One in-semester test; worth 20% module mark
Formative assessment and feedback
Students receive written feedback via three marked, but unassessed, coursework assignments over an 11 week period. In addition, verbal feedback is provided by lecturer in lectures and in office hours.
- Introduce students to inviscid fluid problems including the techniques required to solve such problems.
- Enable students to solve complex problems using a variety of approaches, such as the velocity potential, the complex potential and the stream function.
- Illustrate how the techniques of the module can be applied to more complex situations such as flow over aerofoils.

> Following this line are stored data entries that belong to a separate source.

PR #233, opened 2020-02-05
Rush regenerate script and generated operation groups

catalinaperalta:
This PR adds a script used with the command "rush regenerate" that will generate swaggers from the autorest.testserver. 

Also adding several operation groups that we successfully generated.


test/autorest/generated/custombaseurlgroup/internal/custombaseurlgroup/paths.go
```diff
@@ -11,19 +13,18 @@ import (
 	"github.com/Azure/azure-sdk-for-go/sdk/azcore"
 )
 
-// PathsClient ...
-type PathsClient struct{}
+type PathsOperations struct{}
 
 // GetEmptyCreateRequest creates the GetEmpty request.
-func (PathsClient) GetEmptyCreateRequest(u url.URL) (*azcore.Request, error) {
+func (PathsOperations) GetEmptyCreateRequest(u url.URL, accountName string) (*azcore.Request, error) {
```
jhendrixMSFT: Note that `accountName` doesn't actually get used.  Could you please open a bug to track this.

catalinaperalta: Yes I noticed the same thing. Will do 👍

test/autorest/generated/morecustombaseurigroup/internal/morecustombaseurigroup/paths.go
```diff
@@ -0,0 +1,30 @@
...
+	"github.com/Azure/azure-sdk-for-go/sdk/azcore"
+	"net/http"
+	"net/url"
+	"path"
+)
+
+type PathsOperations struct{}
+
+// GetEmptyCreateRequest creates the GetEmpty request.
+func (PathsOperations) GetEmptyCreateRequest(u url.URL, vault string, secret string, keyName string, keyVersion string) (*azcore.Request, error) {
```
jhendrixMSFT: More unused params.

catalinaperalta: So I believe vault and secret are unused...but keyName and keyVersion should be used I believe. And we're somehow missing SubscriptionID. 
I found this: https://github.com/Azure/autorest.testserver/blob/master/mappings/vanilla/customuri_test12_key1-a0b11188-1f63-4c4f-acd0-729a1f91d6ac.json

PR #481, opened 2020-09-11
Updated codegen based on azcore refactor

jhendrixMSFT:
Removed context parameter from pipeline Do() method.
Request creation method now takes a context.
Added content type param to SetBody() calls for binary media types.
Pagers now use a closure to create the initial request in the call to
NextPage().  As a result, the pager APIs no longer return an error.
Removed some unused codegen in arm_pollers.ts.


catalinaperalta (approved):
LGTM

PR #482, opened 2020-09-11
Support header collections in responses

jhendrixMSFT:
Add support for x-ms-header-collection-prefix on header response types.
This required updating M4 to properly support which also introduced the
header 'Accept' which specifies the content type.


catalinaperalta (approved):
LGTM

PR #483, opened 2020-09-14
Call error handler outside of response handler

jhendrixMSFT:
Moved call to error handler out of the response handler and into the API
body.  The method now returns nil on success.
Added errorer field to pagers to be called for checking response, along
with errHandler to pager-pollers.
Omitted response handler for methods that don't return a model.
Added missing error check in pagers NextPage() method.
Function generateResponseUnmarshaller() was moved out of
createProtocolResponse(), its implementation did not change.


jhendrixMSFT:
Sigh I forgot this was incomplete.  We need to call the error handler from `armpoller`.  Investigating.

catalinaperalta (approved):
LGTM

Issue #294, opened 2020-03-10
Check sealed-choices that only have 1 choice


catalinaperalta:
Sealed-choices that only have one choice could be treated as a constant. This is currently not taken into consideration, so tests need to be carried out to see if many swaggers include sealed-choices with only 1 choice.

jhendrixMSFT:
Fixed.

PR #485, opened 2020-09-15
Include non-required header and query param constants

jhendrixMSFT:
Storage, and other services, contain optional header and query params
that are constants so include them in codegen.
Replaced 'TODO' type descriptions with actual descriptions.  They aren't
actually used but cleans up noise when searching for TODO comments.

### DIFF
--- a/test/storage/2019-07-07/azblob/zz_generated_models.go
+++ b/test/storage/2019-07-07/azblob/zz_generated_models.go
@@ -3214,6 +3214,8 @@ type ServiceGetUserDelegationKeyOptions struct {
 
 // ServiceListContainersSegmentOptions contains the optional parameters for the Service.ListContainersSegment method.
 type ServiceListContainersSegmentOptions struct {
+	// Include this parameter to specify that the container's metadata be returned as part of the response body.
+	Include *string
 	// A string value that identifies the portion of the list of containers to be returned with the next listing operation. The
 	// operation returns the NextMarker value within the response body if the listing operation did not return all containers
 	// remaining to be listed with the current page. The NextMarker value can be used as the value for the marker parameter in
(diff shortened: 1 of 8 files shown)


jhendrixMSFT:
Fixes https://github.com/Azure/autorest.go/issues/294

test/storage/2019-07-07/azblob/zz_generated_models.go
```diff
@@ -3214,6 +3214,8 @@ type ServiceGetUserDelegationKeyOptions struct {
 
 // ServiceListContainersSegmentOptions contains the optional parameters for the Service.ListContainersSegment method.
 type ServiceListContainersSegmentOptions struct {
+	// Include this parameter to specify that the container's metadata be returned as part of the response body.
+	Include *string
```
catalinaperalta, line 3218: This is weird, is this supposed to be a boolean? Just asking because of the comment.

catalinaperalta: Nevermind, I see where it is used. I still think it's strange that it's not a boolean.

catalinaperalta (approved):
LGTM

test/storage/2019-07-07/azblob/zz_generated_models.go
jhendrixMSFT: I agree, and originally my thought was to change these to `bool` as that's how they behave.  However I wanted to get some feedback on how it currently works from the storage team.

catalinaperalta: Well, if it's how it's defined in the swagger, I think it's the storage team who should decide to change this or not in the convenience layer. At the moment we arent adding any more magic for it, which I think is good.

Issue #292, opened 2020-03-09
Check nested headers in swaggers


catalinaperalta:

jhendrixMSFT:
This is for the case where a response envelope is shared across operations.  Ensure that all the headers are present in the response envelope.

jhendrixMSFT:
Fixed.

PR #486, opened 2020-09-15
Include response headers from all operations

jhendrixMSFT:
For shared response envelopes, ensure that header responses from all
operations are included in the envelope.


jhendrixMSFT:
Fixes https://github.com/Azure/autorest.go/issues/292

jhendrixMSFT:
Note that we don't have any swaggers that model this at present so I had to fabricate a local test to verify the fix.

catalinaperalta (approved):
LGTM

PR #488, opened 2020-09-16
Output initial request helper method for LROs

catalinaperalta:
Add a wrapper similar to the other non-LRO operations for the LRO endpoints.


catalinaperalta:
NOTE: response handlers and final response updates will be made in a separate PR

src/transform/namer.ts
```diff
@@ -103,7 +107,7 @@ export async function namer(session: Session<CodeModel>) {
       details.name = getEscapedReservedName(capitalizeAcronyms(pascalCase(details.name)), 'Method');
       // add the client name to the operation as it's needed all over the place
       details.clientName = groupDetails.clientName;
-      if (isLROOperation(op)) {
+      if (isLROOperation(op) && !isDataPlane) {
```
jhendrixMSFT, line 110: I don't think we should be adding the prefix, it just adds complexity.  Instead, for non-data-plane we create the additional `Begin*` method.

jhendrixMSFT:
I think you'll want to rebase on https://github.com/Azure/autorest.go/pull/487 once it's merged so that we can see the effects on data-plane pollers.

src/transform/namer.ts
catalinaperalta: Changed it, although I'm not sure I like the lingering MethodPrefix. I could remove it completely and we can add it back in if necessary

jhendrixMSFT:
FYI I rebased and regenerated.

src/transform/namer.ts
jhendrixMSFT: I went ahead and removed `methodPrefix`

jhendrixMSFT (approved):

PR #489, opened 2020-09-23
Add support for azcore.HTTPResponse interface

jhendrixMSFT:
Wrap API errors in azcore.NewResponseError() so callers have access to
the raw HTTP response.
Return error with schemas as pointer-to-type.
Remove azcore.RequestLogOptions per azcore breaking changes.


catalinaperalta (approved):
LGTM

PR #490, opened 2020-09-23
Add optional params placeholder struct to operations

jhendrixMSFT:
Always add an optional params struct to an operation even if it doesn't
contain any optional params.  This is to prevent future addition of
optional params from being a breaking change.
Use the param name 'options' for singular, optional params arg.


catalinaperalta (approved):
LGTM

PR #496, opened 2020-09-30
Decouple PollerInfo from operation

jhendrixMSFT:
Removed Operation from PollerInfo, adding required fields.
Omitted support for pager-poller that uses a Next() operation.  No
services use the pattern and it's really complicated to implement.
Removed some dead code in arm_pollers.ts

### DIFF
--- a/src/transform/transform.ts
+++ b/src/transform/transform.ts
@@ -697,6 +697,11 @@ function createResponseEnvelope(codeModel: CodeModel, group: OperationGroup, op:
     }
     // create poller type info
     if (isLROOperation(op)) {
+      if (op.language.go!.paging && op.language.go!.paging.member) {
+        // implementing support for this is very complicated, and since
+        // no services at present use this pattern avoid it for now
+        throw console.error(`${op.language.go!.name}: unsupported pager-poller that uses next page operation`);
+      }
       // create the poller response envelope
       generateLROResponseEnvelope(response, op, codeModel);
       if (codeModel.language.go!.pollerTypes === undefined) {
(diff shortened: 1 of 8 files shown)


src/transform/transform.ts
```diff
@@ -697,6 +697,11 @@ function createResponseEnvelope(codeModel: CodeModel, group: OperationGroup, op:
     }
     // create poller type info
     if (isLROOperation(op)) {
+      if (op.language.go!.paging && op.language.go!.paging.member) {
+        // implementing support for this is very complicated, and since
+        // no services at present use this pattern avoid it for now
+        throw console.error(`${op.language.go!.name}: unsupported pager-poller that uses next page operation`);
```
catalinaperalta, line 703: So just making sure I understand, we wont support pager pollers that have the next operation? There's no current use case for this?

jhendrixMSFT: Correct.  I searched through the specs repo, the only specs I found that even use a next operation are for graphrbac.  Fortunately none of them are LROs.

jhendrixMSFT: And to elaborate on the problem.

Suppose you have two operations that return a `FooPagerPollerResponse`.  If each operation has its own `NextFoo()` operation with a discrete set of parameters, how do we carry/populate such parameters inside the pager-poller?

catalinaperalta: Ok, yes that does make it more difficult. Sounds good then, let's deal with it when it comes up.

catalinaperalta (approved):
LGTM

PR #903, opened 2023-01-04
Update CI to latest Ubuntu image

jhendrixMSFT:
18.04 is being deprecated.

### DIFF
--- a/eng/pipelines/ci-gotest.yml
+++ b/eng/pipelines/ci-gotest.yml
@@ -23,7 +23,7 @@ jobs:
     strategy:
       matrix:
         Linux_Go119:
-          vm.image: "ubuntu-18.04"
+          vm.image: "ubuntu-20.04"
           go.version: "1.19.1"
 
     pool:
--- a/eng/pipelines/ci-gotest.yml
+++ b/eng/pipelines/ci-gotest.yml
@@ -23,7 +23,7 @@ jobs:
     strategy:
       matrix:
         Linux_Go119:
-          vm.image: "ubuntu-20.04"
+          vm.image: "ubuntu-22.04"
           go.version: "1.19.1"
 
     pool:
--- a/eng/pipelines/ci.yml
+++ b/eng/pipelines/ci.yml
@@ -23,7 +23,7 @@ jobs:
     strategy:
       matrix:
         Linux_Go119:
-          vm.image: "ubuntu-18.04"
+          vm.image: "ubuntu-20.04"
           go.version: "1.19.1"
 
     pool:
--- a/eng/pipelines/ci.yml
+++ b/eng/pipelines/ci.yml
@@ -23,7 +23,7 @@ jobs:
     strategy:
       matrix:
         Linux_Go119:
-          vm.image: "ubuntu-20.04"
+          vm.image: "ubuntu-22.04"
           go.version: "1.19.1"
 
     pool:
--- a/eng/pipelines/publish-dev-release.yml
+++ b/eng/pipelines/publish-dev-release.yml
@@ -2,7 +2,7 @@ trigger: none
 pr: none
 
 pool:
-  vmImage: "ubuntu-20.04"
+  vmImage: "ubuntu-22.04"
 
 steps:
   - template: ../steps/set-env.yaml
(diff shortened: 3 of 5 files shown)


eng/pipelines/ci-gotest.yml
```diff
@@ -23,7 +23,7 @@ jobs:
     strategy:
       matrix:
         Linux_Go119:
-          vm.image: "ubuntu-18.04"
+          vm.image: "ubuntu-20.04"
```
chlowell, line 26: Is 22.04 available? It's the latest LTS

jhendrixMSFT: Good call, done.

chlowell (approved):

jhendrixMSFT:
@benbp this has been consistently failing reading various content from `https://raw.githubusercontent.com/Azure/azure-rest-api-specs`.  Is this due to throttling?  Is there some way we can cache this stuff?

jhendrixMSFT:
@weshaggard pinging you since Ben is out.  I'm at a loss as to why this constantly fails.  Could it be throttling?

weshaggard (approved):

weshaggard:
> @weshaggard Wes Haggard FTE pinging you since Ben is out. I'm at a loss as to why this constantly fails. Could it be throttling?

It doesn't look to be a throttling issue to me. I know with the move to Ubuntu22 they have updated and removed some toolsets so I wonder if there is something different with the networking stack in the new run.

weshaggard:
Well I'm guessing it isn't a agent version issue because there appears to be similar errors in an earlier run with 18, https://dev.azure.com/azure-sdk/public/_build/results?buildId=2088776&view=results. 

Do you have any idea of how many times that URL is being pulled? It could be a rate limiting issue but the error messages don't seem to be very helpful so it is hard to say for sure.

weshaggard:
If they are using the same token then it could contribute to the limit. If they aren't using a token at all and are anonymous I believe github uses IP or IP-ranges to determine limit so it could potentially impact depending on the agent machines used.

jhendrixMSFT:
Here's a fresh failure.

https://dev.azure.com/azure-sdk/public/_build/results?buildId=2104770&view=results

We aren't using a token.  Do you think it would help?

Is there any way we can cache the downloaded content?  While it does change on occasion, it's pretty infrequent.

weshaggard:
If the issue is throttling then yes using a token will help up the limit. 

If you wish to cache the content that would have to be handled in the code that is pulling from the URL. There isn't any magic proxy we can put in place that will just cache that content.

jhendrixMSFT:
Thanks, I'll try a token then.  Is there a certain way I should be creating one?

jhendrixMSFT:
We could clone but there are a few problems with that.
- The specs repo is huge, and we only need a small portion of it.
- We reference content from a fixed commit so the tests are repeatable, and you can't clone from a specific commit.
- Related, while we could clone and then check out the desired commit, we can no longer shallow clone.

Seems like a token might be the better choice (please correct me if I got the above wrong).

weshaggard:
Those are fair issues. A token might help but it you are still doing a lot of calls it only helps somewhat and it might still be worth caching the files in the code somehow.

|1||Understand and quote definitions related to fluids such as inviscid, irrotational, incompressible, pressure, velocity field etc.||KC|
|2||Recognise that for an irrotational incompressible fluid that a velocity potential can be introduced to describe the flow and to be able to calculate the velocity field from the velocity potential and vice versa.||KCT|
|3||Apply Bernoulli's equation to find the pressure field given a particular flow field, and recognise that this is only valid along a streamline. Students should also be able to calculate the pressure field using the unsteady version of Bernoulli's equation.||KC|
|4||Calculate a stream function for a particular flow field given its velocity potential, and vice versa, and be able to calculate the streamlines for the flow and plot them successfully.||KCT|
|5||Define the complex potential and calculate the velocity field and streamlines from this potential. Use conformal mappings to calculate streamlines and flow properties from simpler flow fields.||KC|
|6||Calculate the dispersion relation for linear water waves.||KC|
C - Cognitive/analytical
K - Subject knowledge
T - Transferable skills
P - Professional/Practical skills
Overall student workload
Lecture Hours: 35
Methods of Teaching / Learning
The learning and teaching strategy is designed to provide:
A thorough account of inviscid flow techniques under a variety of simple situations, inside and outside simple geometries.
Experience (through demonstration) of the methods and techniques used to solve problems in inviscid fluid mechanics.
The learning and teaching methods include:
Teaching will be by lectures and problem classes. In addition to reading the lecture notes, students will learn by tackling a wide range of problems. Students should also use the books listed as background reading on the subject.
Three hours per week (lectures and problem classes) over an 11 week period.
Indicated Lecture Hours (which may also include seminars, tutorials, workshops and other contact time) are approximate and may include in-class tests where one or more of these are an assessment on the module. In-class tests are scheduled/organised separately to taught content and will be published on to student personal timetables, where they apply to taken modules, as soon as they are finalised by central administration. This will usually be after the initial publication of the teaching timetable for the relevant semester.
Reading list for INVISCID FLUID DYNAMICS : http://aspire.surrey.ac.uk/modules/mat2050
Programmes this module appears in
|Mathematics BSc (Hons)||2||Compulsory||A weighted aggregate mark of 40% is required to pass the module|
|Mathematics and Physics BSc (Hons)||2||Optional||A weighted aggregate of 40% overall and a pass on the pass/fail unit of assessment is required to pass the module|
|Mathematics and Physics MPhys||2||Optional||A weighted aggregate of 40% overall and a pass on the pass/fail unit of assessment is required to pass the module|
|Physics MPhys||2||Optional||A weighted aggregate of 40% overall and a pass on the pass/fail unit of assessment is required to pass the module|
|Physics BSc (Hons)||2||Optional|
Please note that the information detailed within this record is accurate at the time of publishing and may be subject to change. This record contains information for the most up to date version of the programme / module for the 2018/9 academic year.